The Tom Long and Short of It

Tom Long’s Acrostic Poetry By: Tom Long

 

 

 

Z is for zany, will you ever fit in?
O is for the only doctor I care to win.
E is for the spark that I see in your eye.

H is for the heels that hold you so high.
A is for Annie Hall, which I don’t really get.
R is for missed chances that I’ll always regret.
T is thoracic, your favored surgery.

Zoe Hart, oh Zoe Hart, when will you notice me?

AnnaBeth

Slow and Steady (and Special Treatment) Wins the Race By: AnnaBeth

The Junior League Turtle Derby is one of my favorite events of the year – or at least of the fall – because it happens to involve three of my favorite things: large hats, small animals, and sports betting. This year’s derby also featured my fourth favorite thing – BlueBell’s might fine Mayor Lavon Hayes. He was looking more dapper than ever in a suit that was perfectly tailored for his chiseled frame. And, don’t tell my darling husband, but when I heard that NASCAR star Brian Vickers bowed out, it was actually my suggestion to have Mayor Hayes co-host the turtle derby with Lemon Breeland. I don’t know where exactly my mind was at that moment (except perhaps remembering how glisten-y the mayor looks whenever I see him on his daily run) because I quite prefer letting Lemon Breeland and Delia Ann Lee make decisions at Junior League meetings. As do they. Boy was I relieved that they both loved my idea! And what an amazing power couple Lemon and Lavon made! Better than Regis and Kelly.
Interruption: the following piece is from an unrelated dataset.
PR #6304, opened 2023-06-13
Fix CE integration tests

bbrks:
Follow up for #6086 #6094 

The function `isServerEnterprise` was doing `strings.Contains` incorrectly, resulting in both CE and EE _always_ returning `false` for `isServerEnterprise`.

My turtle – “The Shell Obama” – was, of course, the most timelessly stylish of the bunch, a reptilian Jackie O if you will. She gracefully bowed out to Delia Ann’s turtle in the second heat, as is local custom. Though it is a bit unfortunate since The Shell Obama had the best arms of all the turtles and could have totally won the whole kit and caboodle. C’est la vie, I suppose.

The turtle races themselves were a hoot, but for many of us, the derby is also a wonderful excuse for all of us to play dress-up and spend an evening parading around in our finest attire. For charity, of course. Some BlueBellians could have taken tips from my trend-setting tortoise’s namesake, and spruced up their derby wear. Ahem, you know who you are. It doesn’t matter if the main event is an opera, derby, or monster truck pull, if the invite says black tie, it means black tie! And ladies, derby hats are supposed to bloom like the largest petal on the flower of your overall ensemble, not stand out like a prickly thorn, parasitic garden pest, or hideous weed that is climbing up your stem about to strangle your flower to death. Don’t dress like an ugly garden. And don’t let your husbands wear sport coats to black tie affairs! Since I want all of you to shine like proper southern ladies and gentlemen at next year’s derby, I may have a few pictures of Lemon Breeland and Mayor Hayes at the event that I will post for you, my loyal readers…When my hubby isn’t looking.

The Tom Long and Short of It

My Lady of the Formal Shorts: A Sonnet By: Tom Long

 

 

 

Hark! Spring has come, thy name is Zoe Hart.
Physician, yes, the healer of my soul.
I’ve found thee now let’s never be apart.
For you and  you alone hast made me whole.

I’ve heard that in the throes of the heat wave
with Wade you almost consummate your lust.
Thank God you’d not commit such acts deprave
for then my heart aflame would turn to dust.

I know that not all love you such as I
Oh Zoe how I wish you’d stick with me.
I’d warn you thus of Old Man Jackson’s eye
and not to drive a float into a tree.

How many sordid men must you go through
Until you see that I’m the one for you?